▶ **EXERCISE INSTRUCTIONS**: What is the number of lines in the data below that contain "cleanup"? Reply with the number only.

▶ **DATA**:
- Opening Delimiter -

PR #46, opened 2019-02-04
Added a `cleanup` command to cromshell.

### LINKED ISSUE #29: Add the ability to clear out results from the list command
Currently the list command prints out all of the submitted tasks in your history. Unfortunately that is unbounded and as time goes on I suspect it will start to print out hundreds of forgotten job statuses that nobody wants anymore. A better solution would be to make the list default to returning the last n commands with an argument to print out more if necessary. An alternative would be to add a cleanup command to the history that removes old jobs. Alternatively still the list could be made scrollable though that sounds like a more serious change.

- Closing Delimiter -

▶ **ANSWER**: 2